For instance, in a claim directed to a bioreactor, reciting "means for supporting the bottom of a bioreactor at a suitable distance from the floor" could be substituted for a description of bioreactor legs.

It is suggested that terms such as "about" and "approximately" be employed whenever reciting amounts, distances, or spatial relationships, because such terms may provide a somewhat greater scope in the interpretation of the breadth of the claim.

Types of Claims. The subject matter of claims can take the form of a process, an apparatus, an article of manufacture, or a composition. Moreover, the subject matter of a claim often referred to as a hybrid claim can take the form of any combination of these. For instance, a process claim might include a recitation of a certain apparatus or an apparatus claim might include recitations concerning materials treated by the apparatus. Usually, the patentability of such hybrid claims will depend only on those differences from the prior art of the principal subject matter of the claim rather than on the differences of the secondary recitations. For instance, the patentability of a process claim with apparatus recitations will depend primarily on the process steps and not on the apparatus recitations. Likewise, the patentability of an apparatus claim containing recitations of the material being worked on will depend on the structure of the apparatus rather than the material in question.

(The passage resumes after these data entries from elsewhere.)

PR #1625, opened 2021-09-28
Don't try to postMessage WebAssembly modules in Chrome 95 or later.

richnew10:
Chrome after 95 refuses to send WebAssembly modules between origins.

Instead, fall back to sending a buffer of data, which we can compile in
the destination origin.

I am following up with an additional layer of defense in the worker itself that can apply to older SDK releases.

https://www.chromestatus.com/feature/5650158039597056
https://developer.chrome.com/blog/wasm-module-sharing-restricted-to-same-origin/

---

**Testing**

No. This is a libs-only change.

Upstream. We will test this in the demo app at some point.

Yes: make sure that Voice Focus works in the demo app in Chrome 95 or later.

No.

Not really. This makes Chromium behave like Safari when messaging the Voice Focus worker.

---

### DIFF
--- a/CHANGELOG.md
+++ b/CHANGELOG.md
@@ -4,16 +4,27 @@ All notable changes to this project will be documented in this file.
 
 The format is based on [Keep a Changelog](https://keepachangelog.com/en/1.0.0/),
 and this project adheres to [Semantic Versioning](https://semver.org/spec/v2.0.0.html).
+
 ## [Unreleased]
 
+### Added
+
+### Removed
+
 ### Fixed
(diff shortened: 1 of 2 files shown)


ltrung:
Can we add testing instruction here?

richnew10:
> Can we add testing instruction here?

It's literally "make sure other people can hear you with VF turned on".

ltrung:
> > Can we add testing instruction here?
> 
> It's literally "make sure other people can hear you with VF turned on".

Sorry. I totally missed your testing instruction :p

richnew10:
Rebased.

ltrung (approved):

ltrung (approved):

PR #1626, opened 2021-09-28
Fix issue when creating a Video Transform device in rapid succession.

michhyun1:
**Issue #:**
DOMException: The play() request was interrupted by a new load request. https://goo.gl/LdLk22

We can just drop this error thrown and allow the subsequent play() request to take over.

**Description of changes:**

Warp the play() method in a then/catch and drop the error - it means we already have another load request before the previous play() request comes in. 

**Testing**

Test in the demo app - rapidly turn on and off video filters. Verify that the video filters are working as expected.

JS SDK demo and React demo tested.

no

no


ltrung (dismissed):

ltrung (approved):

src/videoframeprocessor/DefaultVideoFrameProcessorPipeline.ts
```diff
@@ -149,7 +149,13 @@ export default class DefaultVideoFrameProcessorPipeline implements VideoFramePro
     this.sourceBuffers.push(canvasBuffer);
 
     this.videoInput.load();
-    await this.videoInput.play();
+    this.videoInput.play()
+      .then(() => {
+        this.logger.info('video element started playing.');
+      })
+      .catch(() => {
+        this.logger.warn('Video element play() overrided by another load().');
```
ldai1, line 157: Is this a overridden action or an interrupted action caused by another load?

ldai1:
There are conflicts in changelog.

src/videoframeprocessor/DefaultVideoFrameProcessorPipeline.ts
michhyun1: Another call to load() is being called before the previous play() could finish - we should just let the new load() command take over

ltrung (approved):

PR #1629, opened 2021-09-29
Remove extended debugging capability to reduce timeouts in saucelabs

michhyun1:
**Issue #:**

**Description of changes:**
According to saucelabs, this capability could "generate a lot of additional assets, which could be the cause for this intermittent issue."

**Testing**

2. How did you test these changes? this is an optional capability

### DIFF
--- a/integration/js/utils/WebdriverSauceLabs.js
+++ b/integration/js/utils/WebdriverSauceLabs.js
@@ -104,9 +104,10 @@ const getSauceLabsConfig = (capabilities) => {
     tags: [capabilities.name],
     seleniumVersion: '3.141.59',
     tunnelIdentifier: process.env.JOB_ID,
-    ...(capabilities.platform.toUpperCase() !== 'LINUX' && {
-      extendedDebugging: true
-    })
+    ...(capabilities.platform.toUpperCase() !== 'LINUX' && 
+      (capabilities.name).includes('ContentShare') && {
+        extendedDebugging: true
+      }),
   }
 };
 
--- a/integration/js/ContentShareOnlyAllowTwoTest.js
+++ b/integration/js/ContentShareOnlyAllowTwoTest.js
@@ -56,7 +56,7 @@ class ContentShareOnlyAllowTwoTest extends SdkBaseTest {
     await test_window_1.runCommands(async () => await ContentShareVideoCheck.executeStep(this, session, "ON", test_attendee_id_2));
     await test_window_3.runCommands(async () => await RosterCheck.executeStep(this, session, 5));
     await test_window_3.runCommands(async () => await ContentShareVideoCheck.executeStep(this, session, "ON", test_attendee_id_1));
-    await test_window_3.runCommands(async () => await ContentShareVideoCheck.executeStep(this, session, "ON", test_attendee_id_1));
+    await test_window_3.runCommands(async () => await ContentShareVideoCheck.executeStep(this, session, "ON", test_attendee_id_2));
 
     //Turn on Content Share for third participant
     await test_window_3.runCommands(async () => await ClickContentShareButton.executeStep(this, session, "ON"));


integration/js/utils/WebdriverSauceLabs.js
```diff
@@ -104,9 +104,7 @@ const getSauceLabsConfig = (capabilities) => {
     tags: [capabilities.name],
     seleniumVersion: '3.141.59',
     tunnelIdentifier: process.env.JOB_ID,
-    ...(capabilities.platform.toUpperCase() !== 'LINUX' && {
-      extendedDebugging: true
-    })
+    ...(capabilities.platform.toUpperCase() !== 'LINUX')
```
devalevenkatesh, line 107: You can remove this as well, I think the `extendedDebugging` was in place for NON linux platform hence the check.

ltrung: Last time we do this it does not solve the issue. Since this only limited to content share now can we only disable it for content share to see if it does any better?

integration/js/utils/SdkBaseTest.js
```diff
@@ -14,6 +14,7 @@ class SdkBaseTest extends KiteBaseTest {
     this.baseUrl = this.url;
     if (testName === 'ContentShareOnlyAllowTwoTest') {
       this.url = this.getTransformedURL(this.url, 'max-content-share', 'true');
+      this.capabilities['extendedDebugging'] = false;
```
devalevenkatesh, line 17: Checking if this should be done for all or at least `ContentShare` tests as all are failing or do you plan to only test `ContentShareOnlyAllowTwoTest`?

LeviSklaroff: We might wanna disable all ContentShare tests, it could be difficult to confirm if it actually fixes the bug if only 'ContentShareOnlyAllowTwoTest' is disabled rather then all of them.

michhyun1: ah, my bad- it should be for all.

integration/js/utils/SdkBaseTest.js
```diff
@@ -15,6 +15,9 @@ class SdkBaseTest extends KiteBaseTest {
     if (testName === 'ContentShareOnlyAllowTwoTest') {
       this.url = this.getTransformedURL(this.url, 'max-content-share', 'true');
     }
+    if (['ContentShare'].includes(testName)) {
```
devalevenkatesh, line 18: Should this be the other way?
`testName.includes('ContentShare')`

devalevenkatesh: Our testName can be 'ContentShareScreenCapture', 'ContentShareOnlyAllowTwoTest' or 'MeetingLeaveContentShareTest', so this check would not pass right?

integration/js/utils/SdkBaseTest.js
```diff
@@ -15,6 +15,9 @@ class SdkBaseTest extends KiteBaseTest {
     if (testName === 'ContentShareOnlyAllowTwoTest') {
       this.url = this.getTransformedURL(this.url, 'max-content-share', 'true');
     }
+    if (testName.includes('ContentShare')) {
+      this.capabilities['extendedDebugging'] = false;
+    }
```
ltrung, line 20: I don't think this worked as stated previously. This is to set the capabilities in the web driver where as extend-debugging is SauceLabs option

integration/js/utils/WebdriverSauceLabs.js
```diff
@@ -104,9 +104,10 @@ const getSauceLabsConfig = (capabilities) => {
     tags: [capabilities.name],
     seleniumVersion: '3.141.59',
     tunnelIdentifier: process.env.JOB_ID,
-    ...(capabilities.platform.toUpperCase() !== 'LINUX' && {
-      extendedDebugging: true
-    })
+    ...(capabilities.platform.toUpperCase() !== 'LINUX' && 
+      capabilities.extendedDebugging != false && {
```
devalevenkatesh, line 108: Checking if this can be kept as earlier. I think this is the first and starting place where we set the extendedDebugging to true so I am not sure if we have `capabilities.extendedDebugging` as valid. You can keep this as is I guess and the change in SDKBaseTest should be fine to override right?

devalevenkatesh: Request testing it once locally.

devalevenkatesh (approved):

PR #1634, opened 2021-09-30
Transcribe data model update

akashuc:
**Issue #:**

**Description of changes:**  Update transcribe data model on CHIME-JS-SDK. The changes include introducing PII entities and stabilization factor. This change also include adding fields to the protobuf model and adding decoding logic for the entity received.

**Testing:**

Yes MeetingV2 can be used to test this changes as well regression testing. The changes have been tested in gamma using the demo app.

Regression can be performed on the changes: 
1. Use meetingV2 demo app
2. Start and join the meeting
3. Enable Live Transcription 
4. Transcript should start coming as earlier.

**Checklist:**

2. Do you add, modify, or delete public API definitions? If yes, has that been reviewed and approved? no


src/screensignalingprotocol/ScreenSignalingProtocol.js
```diff
@@ -0,0 +1,199 @@
+/*eslint-disable block-scoped-var, id-length, no-control-regex, no-magic-numbers, no-prototype-builtins, no-redeclare, no-shadow, no-var, sort-vars*/
```
ltrung, line 1: I think this is generated by mistake (same as d.ts) as it is for a removed feature.

src/transcript/TranscriptAlternative.ts
```diff
@@ -1,9 +1,11 @@
 // Copyright Amazon.com, Inc. or its affiliates. All Rights Reserved.
 // SPDX-License-Identifier: Apache-2.0
 
+import TranscriptEntity from './TranscriptEntity';
 import TranscriptItem from './TranscriptItem';
 
 export default class TranscriptAlternative {
   items: TranscriptItem[];
   transcript: string;
+  entities: TranscriptEntity[];
```
ltrung, line 10: Should this be optional?

CHANGELOG.md
```diff
@@ -10,6 +10,7 @@ and this project adheres to [Semantic Versioning](https://semver.org/spec/v2.0.0
 ### Added
 - Add API `isSimulcastSupported` so applications can check whether simulcast can be enabled and pass corresponding
   policy.
+- Transcript Data Model Update for re:Invent.
```
ltrung, line 13: Instead of for re:Invent, can we state what the purpose of this feature is?

src/screensignalingprotocol/ScreenSignalingProtocol.js
haifengx: +1 can you uncommit the change?

src/screensignalingprotocol/ScreenSignalingProtocol.d.ts
```diff
@@ -0,0 +1,91 @@
+import * as Long from "long";
```
haifengx, line 1: uncommit changes to this file as well.

src/transcript/TranscriptEntity.ts
```diff
@@ -0,0 +1,11 @@
+// Copyright Amazon.com, Inc. or its affiliates. All Rights Reserved.
+// SPDX-License-Identifier: Apache-2.0
+
+export default class TranscriptEntity {
```
haifengx, line 4: Do we need to update demo app to demonstrate how to use the additional data?

akashuc: Yes, the demo app has the changes and it has been tested locally. But since demo app needs AWS SDK to start the transcription, the changes has been tested using curl command since AWS SDK work is still in progress. The demo app can be used to demonstrate the PII/PHI data that are identified using some color coding and seeing the redacted values. The confidence demonstration is still under discussion.

haifengx: >  The demo app can be used to demonstrate the PII/PHI data that are identified using some color coding and seeing the redacted values.

Are we going to have a separate CR with these changes or should we include them in this CR?

src/screensignalingprotocol/ScreenSignalingProtocol.js
akashuc: Done!!

src/screensignalingprotocol/ScreenSignalingProtocol.d.ts
akashuc: Done!!

protocol/SignalingProtocol.proto
```diff
@@ -304,11 +304,23 @@ message SdkTranscriptItem {
...
+    optional bool stable = 9;
+}
+
+message SdkTranscriptEntity {
+    optional string category = 1;
+    optional double confidence = 2;
+    optional string content = 3;
+    optional int64 end_time = 4;
+    optional int64 start_time = 5;
+    optional string type = 6;
```
simmkyu, line 317: The `type` field in the `SdkTranscriptItem` message indicates the internal enum `Type`. Recommend using an enum here too if the `type` field is not arbitrary.

src/transcript/TranscriptEntity.ts
```diff
@@ -0,0 +1,11 @@
...
+  category: string;
+  confidence: number;
+  content: string;
+  endTime: number;
+  startTime: number;
+  type?: string;
```
simmkyu, line 10: Why is this only optional?

src/transcript/TranscriptEvent.ts
```diff
@@ -95,6 +96,14 @@ export class TranscriptEventConverter {
                 transcriptItem.vocabularyFilterMatch = item.vocabularyFilterMatch;
               }
 
+              if (item.stable) {
```
simmkyu, line 99: `transcriptItem.stable` will be `undefined` if `item.stable` is `false`.

You should do one of the following to assign the `false` value:

```
if (typeof item.stable === 'boolean') {
```

or

```
if (typeof item.stable !== 'undefined') {
```

src/transcript/TranscriptEvent.ts
```diff
@@ -95,6 +96,14 @@ export class TranscriptEventConverter {
...
+                transcriptItem.stable = item.stable;
+              }
+
+              if (item.confidence) {
```
simmkyu, line 103: Not sure what this string `item.confidence` can be. But if `item.confidence` is an empty string, `transcriptItem.confidence` remains `undefined`.

In JavaScript:

```
if ('') {
   // Not executed
}
```

src/transcript/TranscriptEvent.ts
```diff
@@ -107,6 +116,24 @@ export class TranscriptEventConverter {
               transcriptAlternative.items.push(transcriptItem);
             }
 
+            for (const entity of alternative.entities) {
+              if (!transcriptAlternative.entities) {
+                transcriptAlternative.entities = [];
```
simmkyu, line 121: How about setting `entities: []` when you create a TranscriptAlternative object at line 78?

src/transcript/TranscriptEvent.ts
```diff
@@ -107,6 +116,24 @@ export class TranscriptEventConverter {
...
+              }
+              const transcriptEntity: TranscriptEntity = {
+                category: entity.category,
+                confidence: entity.confidence,
+                content: entity.content,
+                startTime: entity.startTime as number,
+                endTime: entity.endTime as number,
+              };
+
+              if (entity.type) {
```
simmkyu, line 131: Ditto - an empty string will be ignored. Using the `Type` enum will help.

test/transcript/TranscriptEventTestDataHelper.ts
```diff
@@ -26,7 +27,7 @@ export const TRANSCRIPT_EVENT_TEST_VECTORS = {
     'CisKKQgBENKF2MwEGgt0ZXN0LXJlZ2lvbiISdGVzdC1jb25maWd1cmF0aW9uCisKKQgCENKF2MwEGgt0ZXN0LXJlZ2lvbiISdGVzdC1jb25maWd1cmF0aW9uCisKKQgDENKF2MwEGgt0ZXN0LXJlZ2lvbiISdGVzdC1jb25maWd1cmF0aW9uCisKKQgEENKF2MwEGgt0ZXN0LXJlZ2lvbiISdGVzdC1jb25maWd1cmF0aW9uCisKKQgFENKF2MwEGgt0ZXN0LXJlZ2lvbiISdGVzdC1jb25maWd1cmF0aW9u'
   ),
   TRANSCRIPT_SINGLE: decode(
-    'Cp0BEpoBCpcBCpQBCkcKBFRlc3QQ+eS4xbAvGhNzcGVha2VyLWF0dGVuZGVlLWlkIhhzcGVha2VyLWV4dGVybmFsLXVzZXItaWQoo924xbAvMAE4AQpCCgEuEIvluMWwLxoTc3BlYWtlci1hdHRlbmRlZS1pZCIYc3BlYWtlci1leHRlcm5hbC11c2VyLWlkKIrluMWwLzACEgVUZXN0Lg=='
+    'CpUCEpICCo8CCowCCkwKBFRlc3QQ++uqzMQvGhNzcGVha2VyLWF0dGVuZGVlLWlkIhhzcGVha2VyLWV4dGVybmFsLXVzZXItaWQopeSqzMQvMAE4AUIBMUgBCkIKAS4QjeyqzMQvGhNzcGVha2VyLWF0dGVuZGVlLWlkIhhzcGVha2VyLWV4dGVybmFsLXVzZXItaWQojOyqzMQvMAISBVRlc3QuGjwKA1BJSREAAAAAAADwPxoVQ29udGVudCBpcyBhIFBJSSBkYXRhII3sqszELyiO7KrMxC8yB0FkZHJlc3MaMwoDUElJEQAAAAAAAPA/GhVDb250ZW50IGlzIGEgUElJIGRhdGEgjeyqzMQvKI7sqszELw=='
```
simmkyu, line 30: Backward compatibility is a key in this PR. I recommend adding more data and tests instead of modifying the existing ones.

simmkyu (changes requested):

src/transcript/TranscriptEntity.ts
akashuc: We will include the demo app changes in the same PR.

protocol/SignalingProtocol.proto
```diff
@@ -304,11 +304,23 @@ message SdkTranscriptItem {
     }
     optional Type type = 6;
     optional bool vocabulary_filter_match = 7;
+    optional string confidence = 8;
```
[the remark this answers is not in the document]
akashuc: Nice catch!! The server side is having the same proto definition which was copied to the JS-SDK. Noah is working to change this and I will incorporate the change once he is done. It should be double on both item and entity.

protocol/SignalingProtocol.proto
akashuc: The type field in entity describes the type of PII data which is identified. For instance, type could be ADDRESS or PHONE or EMAIL or Credit/debit number. It has a wide range of values which could change periodically on the transcribe service. Considering this it would be a breaking change if we add this as enum. If any type values are removed or added to the transcribe entity type in the transcribe service would mean to have that change reflect in the client model as well. Also, the way the PII types are being sent to the transcribe api during start transcription is in form of list of strings so we have kept the type in the incoming stream as string only.

Please let me know if you have any suggestion to this.

src/transcript/TranscriptEntity.ts
akashuc: The type filed is only present in vanilla transcribe and not in medical transcribe. Rest of the fields are present for both cases. That is why type is only kept as optional.

src/transcript/TranscriptEvent.ts
akashuc: Right. I will make the necessary changes for this. Thanks!!

src/transcript/TranscriptEvent.ts
akashuc: I thought about that. But setting entities to line 78 would mean even if the entities are not present, still the alternative object will have an empty entity array. My thought was that if the builder has not requested for content identification or content redaction, the entities are not present in the alternative object that comes from server. Keeping this is mind I added it here so that the TranscriptAlternative will not have entity if it is not asked for.

Please let me know if you have some input on this.

test/transcript/TranscriptEventTestDataHelper.ts
akashuc: Sure I can do that. Definitely would be better that way.

protocol/SignalingProtocol.proto
simmkyu: Thanks for the explanation. If the `type` frequently changes in Amazon Transcribe, the `string` type makes sense.

src/transcript/TranscriptEvent.ts
simmkyu: Gotcha. `entities` will be an empty array if `alternative.entities` has at least one item.

protocol/SignalingProtocol.proto
```diff
@@ -304,11 +304,23 @@ message SdkTranscriptItem {
...
+    optional bool stable = 9;
+}
+
+message SdkTranscriptEntity {
+    optional string category = 1;
+    optional double confidence = 2;
```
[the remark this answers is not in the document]
akashuc: Yes. Keeping it aligned with the protobuf on the tincan side. If precision is the concern here, we don't really want a very high precision for this.

src/transcript/TranscriptEntity.ts
akashuc: The demo app has been included in this PR

demos/browser/app/meetingV2/meetingV2.ts
```diff
@@ -1211,30 +1221,96 @@ export class DemoMeetingApp
...
+        document.getElementById('engine-transcribe-partial-stabilization').classList.toggle('hidden', !engineTranscribeChecked);
+        document.getElementById('engine-transcribe-language-model').classList.toggle('hidden', !engineTranscribeChecked);
       });
     });
 
+    const contentidentificationCb = document.getElementById('contentidentification') as HTMLInputElement;
+    contentidentificationCb.addEventListener('click', () => {
+      (document.getElementById('contentredaction') as HTMLInputElement).disabled = contentidentificationCb.checked;
+      (document.getElementById('transcribe-entity-types') as HTMLInputElement).classList.toggle('hidden', !contentidentificationCb.checked);
+    })
```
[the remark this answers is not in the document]
akashuc: Done for similar comments as well!!

demos/browser/app/meetingV2/meetingV2.ts
```diff
@@ -1211,30 +1221,96 @@ export class DemoMeetingApp
...
         document.getElementById('engine-transcribe-medical-region').classList.toggle('hidden', engineTranscribeChecked);
+        document.getElementById('engine-transcribe-medical-content-identification').classList.toggle('hidden', engineTranscribeChecked);
+        document.getElementById('engine-transcribe-content-identification').classList.toggle('hidden', !engineTranscribeChecked);
+        document.getElementById('engine-transcribe-redaction').classList.toggle('hidden', !engineTranscribeChecked);
+        document.getElementById('engine-transcribe-partial-stabilization').classList.toggle('hidden', !engineTranscribeChecked);
+        document.getElementById('engine-transcribe-language-model').classList.toggle('hidden', !engineTranscribeChecked);
       });
     });
 
+    const contentidentificationCb = document.getElementById('contentidentification') as HTMLInputElement;
```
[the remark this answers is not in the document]
akashuc: Made the change to use camelCase and dash-case

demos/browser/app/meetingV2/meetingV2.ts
PR #1635, opened 2021-09-30
Update the default priority-based video downlink policy to adjust target size

ltrung:
**Description of changes:**
Update the default priority-based video downlink policy to adjust target size based on number of videos in the meeting.

**Testing:**

Add unit tests to verify the changes.

No, would need a custom simulcast policy that does not downscale the high resolution stream.

**Checklist:**

Yes

No

No


hensmi-amazon:
I'm assuming the answer is yes.  But give our current send parameters in NScale and simulcast policies this won't actually have any effect right?

hensmi-amazon (approved):

ltrung:
> I'm assuming the answer is yes. But give our current send parameters in NScale and simulcast policies this won't actually have any effect right?

Yes target size is only for Simulcast and this is only affect for the testing one I am working one where we always send 720p for high resolution stream. Also I made it so it is compatible with the current default simulcast where we downscale the high resolution stream to 360p after 4 videos.

PR #1652, opened 2021-10-06
Bind tile controller for VideoAdaptiveProbePolicy

ltrung:
**Issue #:**
Currently we only bind the video tile controller to  `VideoPriorityBasedPolicy` ([Code](https://github.com/aws/amazon-chime-sdk-js/blob/master/src/audiovideocontroller/DefaultAudioVideoController.ts#L160)). That means we ignore any policies that extends `VideoPriorityBasedPolicy` such as `VideoAdaptiveProbePolicy` and builders would need to manually bind it.
So if the downlink policy is `VideoAdaptiveProbePolicy` - the current default downlink policy for simulcast, we will log a bunch of `tileController not found!` warnings. In addition, since there is no reference to video tile controller, the policy will not be able to pause video tiles due to bandwidth and will drop videos instead.

**Description of changes:**
- Add `bindToTileController` optional method to `VideoDownlinkBandwidthPolicy` so that we just autobind it for any downlink policy that implements that.
- Also move the code to start since we have default policy logic there which we would not know at the time of construct.

**Testing:**
- Add unit tests.
- Join a meeting in Chrome with Simulcast enabled and have several remote videos.
- Open Developer Console and verify that there is no `tileController not found!` warnings and there should be a `tileController bound` info log.
- Throttle the network to 3G and verify that the video tiles are paused and not dropping.

**Checklist:**

 Yes,

Yes


src/audiovideocontroller/DefaultAudioVideoController.ts
```diff
@@ -157,9 +156,6 @@ export default class DefaultAudioVideoController
     this._audioMixController = new DefaultAudioMixController(this._logger);
     this.meetingSessionContext.logger = this._logger;
     this._eventController = new DefaultEventController(this, eventReporter);
-    if (configuration.videoDownlinkBandwidthPolicy instanceof VideoPriorityBasedPolicy) {
```
hensmi-amazon, line 160: Does `instanceof` not work for subclasses?

hensmi-amazon (approved):

src/audiovideocontroller/DefaultAudioVideoController.ts
ltrung: No it works for subclasses too but it did not work if someone implements `VideoDownlinkBandwidthPolicy` and wants to have access to tileController. So to fix this issue with Simulcast, I could just do an `instanceof` check here but I just expose the method to be more general.

PR #1654, opened 2021-10-07
Remove screen signaling protocol generation as it is no longer is use

akashuc:
**Issue #:**

**Description of changes:**
The screen signaling protocol is no longer in use so it should be removed from the generate-signaling-protocol script to avoid auto generating it again whenever the script runs.

**Testing:**

NA
Tested by running the script generate-signaling-protocol locally.

**Checklist:**

yes

No

No

### DIFF
--- a/script/generate-signaling-protocol
+++ b/script/generate-signaling-protocol
@@ -7,22 +7,23 @@ def verbose command
   system(command) || fail("Failed: #{command}")
 end
 
-protocol = 'SignalingProtocol'
-dir = protocol.downcase
+['SignalingProtocol'].each do |protocol|
+  dir = protocol.downcase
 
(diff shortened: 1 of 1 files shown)


script/generate-signaling-protocol
```diff
@@ -7,23 +7,22 @@ def verbose command
   system(command) || fail("Failed: #{command}")
 end
 
-['SignalingProtocol', 'ScreenSignalingProtocol'].each do |protocol|
```
haifengx, line 10: nit: I would just keep the array with a single element in case we need to add other protocol files in the future. But no strong preference.

haifengx (approved):

simmkyu (approved):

A particular type of hybrid claim sometimes found in chemical cases is referred to as a product-by-process claim. It is used to define a composition of matter or a material by referring to the particular process employed to prepare the product in question. The patentability of such a claim depends on whether the product differs from prior-art products, not whether the process steps differ from priorart processes. The product-by-process claim can be important when no other way seems convenient to define a product that differs from prior art products. Because of the nature of the product, its differences from the prior art may be difficult to define other than by reference to the process itself. Also, the product-by-process claim may be important when the possibility exists that the manner in which the product has been described is not entirely correct.

The inventions resulting from the development of a new technology need not be restricted to any one of the preceding categories of inventions; they may, in fact, be claimed in any number of different ways. For instance, the development of a new composition of matter may not only result in a patentable invention with respect to the composition itself, but also to the process for preparing it, the apparatus used to carry out the process of preparing it, the process or processes for using it, finished articles containing it, and so on. Accordingly, any number of patents may be obtainable for any particular development. In fact, it is desirable to attempt to claim a development by making as many different types of claims as possible. This is important because a variety of claims can encompass different classes of direct infringers, and it may be more desirable to sue one kind of infringer rather than another in view of the potential recovery or convenience involved. For instance, it would certainly be more desirable to be able to sue the manufacturer of a composition rather than the users, particularly, if the users are individual consumers or the inventor's own customers. Also, certain types of claims may be more difficult to invalidate in view of the prior art than others, thereby hedging against loss of all of the potential protection available.

Each claim of a patent or patent application is considered as a separate invention and is examined independently from the other claims with respect to its patentability and validity. During the examination of an application, it is not uncommon for an examiner to reject some claims in an application while allowing others. Likewise, a court can find some claims valid, while finding others invalid.